-3

I am trying to fetch a table from the website using BeautifulSoup in Python. However when I print the table it shows none.

import pygsheets
import pandas as pd
import bs4
from urllib.request import urlopen
import requests
from bs4 import BeautifulSoup

#enter url
url = "https://www.covid19india.org/"

#get the html

r = requests.get(url)
htmlContent = r.content

soup = BeautifulSoup(htmlContent, 'html.parser')
table = soup.find('table', {'class' : 'table fadeInUp'})

print(table)

Screenshots of My python code. Please help

Humayun Ahmad Rajib
  • 1,472
  • 1
  • 8
  • 20

2 Answers2

0

You cannot find the table because it's not there.

Try it yourself from command line:

curl https://www.covid19india.org/

You will see that the result is some basic HTML wrapper around a ton of javascript, and that javascript fetches and renders the actual table. Of course, BeautifulSoup does not run javascript.

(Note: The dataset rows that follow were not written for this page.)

PR #905, opened 2026-01-15
breaking: Update target frameworks

### LINKED ISSUE #902: Update target frameworks
Define `net10.0`, `net8.0` and `netstandard2.0` as target frameworks for version 6.
~~Maybe also `net10.0-android` and `net10.0-ios`?~~
@minichma @maknapp Opinions?

axunonb:
Supported target frameworks

`Ical.Net`: net10.0  net8.0  netstandard2.0
`Ical.Net.Tests`: net10.0  net8.0  net48
`Ical.Net.Benchmarks`: net10.0

(Drop support for net6.0, netstandard2.1)

Resolves #902

### DIFF
--- a/Ical.Net/Utility/TextUtil.cs
+++ b/Ical.Net/Utility/TextUtil.cs
@@ -57,11 +57,8 @@ internal static class TextUtil
             byteIndex += chBytes;
         }
 
-        // Append the remaining characters to the result
-        if (charIndex > 0)
-        {
-            result.Append(lineArray, 0, charIndex);
-        }
+        // Append the remaining characters (if any, i.e. charIndex > 0) to the result
+        result.Append(lineArray, 0, charIndex);
 
         result.Append(SerializationConstants.LineBreak);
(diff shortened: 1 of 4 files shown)


Ical.Net/Utility/TextUtil.cs
```diff
@@ -57,11 +57,8 @@ public static void FoldLines(this StringBuilder result, string inputLine)
             byteIndex += chBytes;
         }
 
-        // Append the remaining characters to the result
-        if (charIndex > 0)
-        {
-            result.Append(lineArray, 0, charIndex);
-        }
+        // Append the remaining characters (if any, i.e. charIndex > 0) to the result
+        result.Append(lineArray, 0, charIndex);
```
axunonb, line 61: Test for `charIndex > 0` is redundant, because `result.Append(lineArray, 0, 0);` is a no-op anyway.

maknapp (approved):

If you open the URL in browser, and look at the network traffic, you will see that the real data come from https://api.covid19india.org/state_district_wise.json, and some others. It's served in a nice JSON format.

9000
  • 37,110
  • 8
  • 58
  • 98
  • Thank you for sharing your not knowledge on limitation of BeautifulSoup over Javascript content. And yes I have got the answer to my question from https://stackoverflow.com/questions/42856915/python-selenium-get-content-of-table – monsoon dibragede May 08 '20 at 01:20
-1

Try printing the entire htmlContent and check if the table exists in this raw HTML. All the html components may not get rendered in case of dynamically generated pages.